Some analysts are becoming anxious, including Blackrock’s global chief investment strategist, Richard Turnill, who recently opined that the US stock market rally is “running on fumes.” His reasoning: “multiple expansion—or rising price-to-earnings ratios—has been the main driver of returns in many markets this year.” Meantime, “earnings growth has been flat to negative.”
Stronger economic growth is the antidote, which would probably give earnings a lift. But the US macro trend remains sluggish, as last week’s disappointing second-quarter GDP report reminds.
From the 30,000-foot level, the stock market’s series of sharp setbacks, starting in August 2015 and (so far) concluding in February, provided what currently appears to be a reasonably accurate early warning of an economic slowdown, as measured by GDP. The deceleration over the three quarters through this year’s Q2 mark the weakest stretch of growth since 2012’s slowdown. The risk is still low at the moment that an NBER-defined recession has started, but current conditions are about as soft as possible without slipping into a contraction.
For what it’s worth, bear-market risk is still elevated, according to an econometric technique based on a Hidden Markov Model (HMM) via 1-year S&P returns (see here for details on the methodology). Back in February, this forecast appeared to be accurate, but the market’s subsequent rally has made mincemeat of that projection. Could it be that the bear market came and went and that HMM’s warning, which started in late-August 2015, is now defunct? That’s a reasonable view when you consider that the model has a history or delivering timely signals in the early stages of bear markets but suffers from a lag when the danger has passed.
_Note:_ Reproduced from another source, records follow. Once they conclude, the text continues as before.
Issue #15, opened 2020-12-02
[Request] Add a contributing guideline.


elias-knodel:
**My problem:**
I have no idea which standard to use when writing code, how to write tests etc.

**The solution i would like:**
Adding a CONTRIBUTING.md or / and CODE_OF_CONDUCT.md which describes the workflow etc. This way i can contribute with (hopefully) clean code that meets your requirements.

r2dev2bb8:
Solved with [commit 7fb2c51e769c92b66e328598641db264870b14c9](https://github.com/KentoNishi/LiveTL/commit/7fb2c51e769c92b66e328598641db264870b14c9).

Bob620:
@r2dev2bb8 I would like to have this re-opened. I do not think that the original issue was addressed as I would also like to make potential code changes but do not have a standard to write code to. 

For example, a commonly used standard is:
https://standardjs.com/rules.html

This allows for anyone to write code  that looks the same across all IDEs and not massively change the code style per contributor. Sometimes the actual module is included as a dev-dependancy, though it is not necessary in all projects as long as a specific code style guide is provided.

Bob620:
I also really don't want to auto-format all the code to some random style that I use and mess up the entire visual of the repo

r2dev2bb8:
The standard you provided seems pretty good, although our code is not currently formatted exactly to that. @KentoNishi, are you fine with the standard given by @Bob620? Also, can our repo be autoformatted to fit that style?

KentoNishi:
Sure yeah, my formatter in vscode is only configured to do tabbing and stuff so I can just change it to two spaces. Idk if this is because I write in other languages but I always use four spaces rather than two. Obviously I realize for JS two is more appropriate. Go ahead!

Bob620:
I usually use tabs so that you can set the actual depth to whatever the user wants, its all down to preference with styles, just want to have a consistent style.

KentoNishi:
@Bob620 could you submit a PR with the proposed formatting style?

yoyoyonono:
There's an extention for vscode that automatically formats to those standards: https://marketplace.visualstudio.com/items?itemName=chenxsan.vscode-standardjs

r2dev2bb8:
So I'll change `CONTRIBUTING.md`` to say to use [this](https://standardjs.com/rules.html) but with semicolons.

KentoNishi:
[...]

PR #20, opened 2020-12-03
chore(reformat) change style to standardjs

Bob620:
solve #15


r2dev2bb8 (approved):
Tested in firefox and it works. Looks good to me.

r2dev2bb8:
Can you pull from the latest develop and then autoformat @Bob620?

PR #23, opened 2020-12-03
All Them Badges

yoyoyonono:
Added a badge for the semistandard as well as some others.


r2dev2bb8 (changes requested):
The license badge should be [AGPL](https://www.gnu.org/licenses/agpl-3.0.en.html) instead of GPL.

yoyoyonono:
should be good now

r2dev2bb8 (approved):

Issue #17, opened 2020-12-03
[Bug] Sharing LiveTL with your friends link does nothing


arbrog:
Browser: Chrome  87.0.4280.66
OS: Windows 10
Adblock: disabled

The "sharing LiveTL with your friends" link currently doesn't do anything. Looking at the [href](https://github.com/KentoNishi/LiveTL/blob/00d12eb4f262fa8632ec829949ba955d2ce3ba78/LiveTL/js/frame.js#L405) it's currently pointing to `javascript:void(0);`. I imagine this isn't so much a bug as just something you haven't gotten to yet.

KentoNishi:
Hm, it's supposed to open the device native share menu. I'll look into it when I have time, thanks for the report!

Candygoblen123:
The Navigator.share() method used is only available in Microsoft Edge 81+ and Safari 12.1+.  We would implement a share screen for browsers that do not support Navigator.share() and use the Navigator.canShare() method to determine which implementation should be used.

KentoNishi:
I figured it out. I forgot to put `await` before getFile lmao

PR #24, opened 2020-12-03
LiveTL for Safari

Candygoblen123:
Here's a list of what I did to get this working.

- use the safari web extension converter to convert the Firefox version of LiveTL to Safari (Chrome didn't work for some reason)
- fixed any bugs that I found
- added a `safari` argument to the make file, for easy compiling 

Some notes: 
- only works with Safari 14.0+ 
- comes as an entirely separate .app (but all safari extensions do)
- needs to have full Xcode (and thus, MacOS) to compile, otherwise won't work
- needs to use a developer account to compile for distribution (free should be fine)
- updates should be easy, due to the use of the Firefox codebase
- no iOS support

Screenshots:

Screen Shot 2020-12-02 at 10 27 37 PM

Screen Shot 2020-12-02 at 10 30 40 PM


Candygoblen123:
Here's a pre compiled build, incase you wanted to have a poke:

[LiveTL.app.zip](https://github.com/KentoNishi/LiveTL/files/5633714/LiveTL.app.zip)

r2dev2bb8:
@Candygoblen123 Can you delete the DS_STORE files and add DS_STORE to gitignore?

r2dev2bb8 (changes requested):
After you delete the DS_STORE and add to gitignore, I will merge

Candygoblen123:
It should be good now

Candygoblen123:
Some more notes:
- When chat is open in a LiveTL window, you will not be logged in with your google account unless you disable "Prevent cross-site tracking" under Privacy settings in Safari
- Issue #17 is not present in Safari, and opens the native system sharing menu as expected.  
- The `persistent` flag in `manifest.json` is not supported in safari, and is ignored.  Any effects that it has is not present in this build.  It does not seem to have any major effect on the functionality of the extension, but it should be noted for the future.  
- Distribution of the extension can be done 2 ways: through the App Store or via a direct download from the GitHub repo.  While the App Store is the preferred way, distributing through the App Store comes at a $99 USD cost every year.  If anyone already is a part of the Apple Developer Program, then we can ask them to put it on the App Store for us.  Distributing without going through the App Store is slightly more difficult, because of the lack of auto-update and lack of Apple notarization.  
- No, I don't have enough money right now to enroll in the Apple Developer Program, sorry about that.

r2dev2bb8 (approved):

But to seal the deal that all’s well, and lay the bear-market worries to rest once and for all (at least for the near term), a stronger run of economic growth is required to justify the market’s latest rally and keep the bull humming. But macro salvation in a convincing degree doesn’t appear likely at the moment. Nonetheless, today’s employment report for July may ease worries a bit and promote the idea that the US economy can maintain a modest if unimpressive expansion for the foreseeable future. If so, the recent case for worrying about a bear market may be null and void.
The question is whether we’re now in a phase where growth is too strong to trigger a formal recession signal but too weak to rally animal spirits further? The S&P’s flat performance in recent weeks hints at the possibility that it’s neither bull nor bear.